エヴァ・ドーラン『終着点』(玉木亨訳 創元推理文庫)はテムズ川河畔に建つ築六十年の集合住宅〈キャッスル・ライズ〉が舞台となっています。開発ブームの煽りを受けて、住人たちは不動産ディベロッパーから立ち退きを迫られているという状況です。〈キャッスル・ライズ〉からはすでに多くの住人らが出ていっており、残っているのはほんの数世帯。その彼らとて、ディベロッパーの圧力に屈するのは時間の問題でした。
すでに出ていった住人もまた、立ち退き料だけでは近隣に建ち並ぶ高層マンションに住めるわけもなく、住み慣れたロンドンを遠く離れて暮らしていくという選択肢しか残されていません。残っても出ていってもその先にあるのは地獄。〈キャッスル・ライズ〉の住人たちはそのような状況に置かれているのでした。
日本でも、地価が上がっているというニュースをこの数年よく聞くようになりました。私の住んでいる福岡市も例外ではなく、聞くところによると福岡市近郊のマンション価格は十年前の一・七倍ほどにもなっているのだとか。もしいま、住んでいるところを立ち退かなきゃならなくなったとしたら、同じ地域で住み替えるなんて絶対無理。じゃあ他の地域に引っ越すかと言っても、あと数年で還暦という身にはそれもまたつらい。そう考えると、〈キャッスル・ライズ〉の住人たちの苦境は想像に余りあります。
本作は、そういった状況に憤りを感じている二人の女性が主人公です。エラは〈キャッスル・ライズ〉とその周辺の、貧困のなかにある人々のことを本にして世に広く伝えようとしている若い女性。そしてモリーはエラの支援者です。モリーには、美術教師として非常勤の仕事をするかたわら市民運動に長く関わり続けているという経歴があり、エラは彼女から活動家としての手ほどきを受けています。
物語の起点となる二〇一八年三月六日の夜。〈キャッスル・ライズ〉の屋上では、エラの出版をクラウドファンディングで支援する人々を集めたパーティがおこなわれていました。スピーチを終えて、しばし喧騒から離れるため別室にいたエラでしたが、やがてうろたえた様子でモリーを呼び出します。モリーが駆けつけるとそこにはエラのほかに、男性の死体があったのです。事故だった、自分の身を守ろうとしただけだった、そう主張するエラを守るため、モリーは事後の処理を進めていくのでした。
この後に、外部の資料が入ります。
PR #1061, opened 2026-05-30
fix: render column defaults on the create form

### LINKED ISSUE #1060: Form field defaults are not rendered on the create page
### Checklist

### Describe the bug

Column-level field defaults (`Field(default=True)`) are silently dropped. They never reach the rendered create form for any field type. Even when surfaced via `form_args["default"]`, `BooleanField` checkboxes still render unchecked on `GET` because of how the form is constructed.

```python
import asyncio
from starlette.datastructures import FormData
from sqlmodel import SQLModel, Field
from sqladmin.forms import get_model_form

class Item(SQLModel, table=True):
    id: int = Field(primary_key=True)
    name: str = Field(default="untitled")
    priority: int = Field(default=5)
    is_active: bool = Field(default=True)

async def main():
    # No form_args - relying on the SQLModel column defaults.
    Form = await get_model_form(
        model=Item, session_maker=None, form_include_pk=False,
    )
    print("WTForms field defaults after sqladmin scaffolding:")
    for f in ("name", "priority", "is_active"):
        print(f"  {f}.default = {Form()._fields[f].default!r}")
    # name.default = None ; priority.default = None ; is_active.default = None
    # -> column-level defaults dropped for every field type.

    print("\nRendered HTML on GET (Form(empty_FormData), as application.py:create does):")
    f = Form(FormData([]))
    for n in ("name", "priority", "is_active"):
        print(f"  {n}: {getattr(f, n)()}")
    # name="", priority="", is_active unchecked

asyncio.run(main())
```

### Expected behavior

Column-level defaults (`Field(default=...)`) pre-populate the create form on `GET` for any field type. `form_args["default"]` should behave the same as a column default and work consistently across field types.

### Actual behavior

_No response_

### Debugging material

_No response_

### Environment

- Python: 3.12
- sqladmin: 0.27.0
- Framework: Starlette / FastAPI
- ORM: SQLModel on top of SQLAlchemy 2.x

### Additional context

Related:

- #753 / #756 (form_args wiring).
- #1044 same family of bug for `allow_blank`: fixed by switching direct `kwargs[...] = ...` assignments to `setdefault`

dhcsousa:
Closes #1060

Two stacked bugs prevented column-level field defaults from rendering on the create form:

1. Column defaults (e.g. `Column(default=True)`) never reached the form fields - `sqladmin` was overwriting them with `None` while building each field, so the column's own default was always discarded.
2. `application.py:create` always passed formdata to `Form()`, even on GET. WTForms treats an empty `FormData` as a real submission, so `BooleanField` / `SelectMultipleField`'s `process_formdata` then overwrites the default with `False` / `[]` before render.

Removing the early `setdefault` lets column defaults flow through `_prepare_column` for every field type. Skipping formdata on GET lets WTForms fall back to those defaults at render time.

Tests cover both layers: a unit test that checks `field.default` is populated from the column, plus end-to-end render tests on the GET create page for string, integer, and non-nullable boolean columns. There is also a test that submits the create form with the checkbox unchecked, to make sure defaults don't override real submissions.

### DIFF
--- a/sqladmin/forms.py
+++ b/sqladmin/forms.py
@@ -143,7 +143,6 @@ class ModelConverterBase:
         kwargs.setdefault("label", label)
         kwargs.setdefault("validators", [])
         kwargs.setdefault("filters", [])
-        kwargs.setdefault("default", None)
         kwargs.setdefault("description", prop.doc)
         kwargs.setdefault("render_kw", widget_args)
 
--- a/sqladmin/forms.py
+++ b/sqladmin/forms.py
@@ -155,6 +155,10 @@ class ModelConverterBase:
                 prop=prop, session_maker=session_maker, kwargs=kwargs, loader=loader
             )
 
+        # Fallback so kwargs always has "default"; column defaults set above win.
+        if kwargs is not None:
+            kwargs.setdefault("default", None)
+
         return kwargs
 
     def _prepare_column(
--- a/sqladmin/application.py
+++ b/sqladmin/application.py
@@ -624,6 +624,17 @@ class Admin(BaseAdminView):
         model_view = self._find_model_view(identity)
 
         Form = await model_view.scaffold_form(model_view._form_create_rules)
+
+        if request.method == "GET":
+            form = Form()
+            context = {
+                "model_view": model_view,
+                "form": form,
+            }
+            return await self.templates.TemplateResponse(
+                request, model_view.create_template, context
+            )
+
         form_data = await self._handle_form_data(request)
         form = Form(form_data)
 
@@ -631,11 +642,6 @@ class Admin(BaseAdminView):
             "model_view": model_view,
             "form": form,
         }
-
-        if request.method == "GET":
-            return await self.templates.TemplateResponse(
-                request, model_view.create_template, context
-            )
 
         if not form.validate():
             return await self.templates.TemplateResponse(
--- a/tests/test_forms/test_forms.py
+++ b/tests/test_forms/test_forms.py
@@ -337,7 +337,7 @@ async def test_model_field_clashing_with_wtforms_reserved_attribute() -> None:
     class DataModel(Base):
         __tablename__ = "model_with_wtforms_reserved_attribute"
         id = Column(Integer, primary_key=True)
-        data = Column(String)
+        data = Column(String, default="untitled")
         errors = Column(String)
         process = Column(String)
         validate = Column(Boolean)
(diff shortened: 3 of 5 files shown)


dhcsousa:
@mmzeynalli It's done 😄, let me know what you think.

sqladmin/forms.py
```diff
@@ -143,7 +143,6 @@ async def _prepare_kwargs(
         kwargs.setdefault("label", label)
         kwargs.setdefault("validators", [])
         kwargs.setdefault("filters", [])
-        kwargs.setdefault("default", None)
```
mmzeynalli, line 146: I think we can keep this? setdefault only sets if key is missing, so if default is set, this line will do nothing. Correct me if Im wrong

mmzeynalli (commented):
Also add default to the wtform "keyword" named field, to ensure there is no error.We used to have problems with it before

sqladmin/forms.py
dhcsousa: You're right, setdefault doesn't do anything when the key already exists, but thats actually the problem - `_prepare_kwargs` sets `default` to `None` first, so later when `_prepare_column` tries to `setdefault` with the column `default`, the key is already there (as `None`), and nothing happens. Column `default` gets dropped.

You can see it in the failing `test_model_form_column_default` before the fix (first commit in this PR).

For your other point about `wtforms` needing `default` to be passed - moved the `setdefault("default", None)` to `after _prepare_column` / `_prepare_relationship` run, so `kwargs` always has `default` but column defaults can flow through.

mmzeynalli:
> Also add default to the wtform "keyword" named field, to ensure there is no error.We used to have problems with it before

What about this one?

dhcsousa:
> > Also add default to the wtform "keyword" named field, to ensure there is no error.We used to have problems with it before
> 
> What about this one?

Well, this is already handled, right? Maybe I am seeing it wrong, but the `default` fallback runs for every field before the `data -> data_` renaming happens, so keyword-named fields get a default just like any other field.

Either way, I changed an existing test (`test_model_field_clashing_with_wtforms_reserved_attribute`) to make sure this is true. gave the data column a `default="untitled"` and added an assert that it shows up on the renamed field: `assert Form()._fields["data_"].default == "untitled"`. Basically, this means that reserved name column builds fine which I think is the point.

Let me know if I am missing something, maybe I am looking at it from the wrong perspective?

mmzeynalli (approved):
Nice work!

本作の特色は、三月六日の夜を起点として、徐々に時間を遡っていくエラの章と、遺体発見以後の流れのままに描かれるモリーの章が交互に配置されていることです。モリーの章で事件の経過を、エラの章でこの物語全体に関わるさまざまな背景をそれぞれ描いています。まったく違う地点から始まった複数の事柄がひとつに収束していく様子を描くミステリならいくつも思い出せますが、あるひとつの地点で起こった事柄を起点にして、時間的に反対の方向へ物語を動かしていくというのはなかなか例がないと思います。ディーヴァー『オクトーバー・リスト』を思い出す方も多いと思いますが、味わいはまったく違います。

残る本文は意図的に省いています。